WHAT YOU NEED TO DO:
Your answer should be one number: the count of lines in the records that include the word "release".

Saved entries
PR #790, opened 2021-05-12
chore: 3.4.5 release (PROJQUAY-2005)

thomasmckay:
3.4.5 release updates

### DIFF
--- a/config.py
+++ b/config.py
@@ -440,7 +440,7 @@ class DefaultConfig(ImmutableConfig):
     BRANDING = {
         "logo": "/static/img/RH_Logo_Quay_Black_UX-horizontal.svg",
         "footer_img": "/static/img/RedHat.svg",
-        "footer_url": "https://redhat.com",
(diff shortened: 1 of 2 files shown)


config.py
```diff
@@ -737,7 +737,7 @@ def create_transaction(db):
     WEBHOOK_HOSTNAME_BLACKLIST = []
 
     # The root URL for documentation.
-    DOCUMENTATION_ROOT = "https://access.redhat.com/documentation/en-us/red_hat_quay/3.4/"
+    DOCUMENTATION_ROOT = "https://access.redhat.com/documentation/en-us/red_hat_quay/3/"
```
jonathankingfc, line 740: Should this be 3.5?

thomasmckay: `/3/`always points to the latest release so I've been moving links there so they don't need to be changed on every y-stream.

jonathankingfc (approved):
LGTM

ANSWER TO THE EXERCISE:
3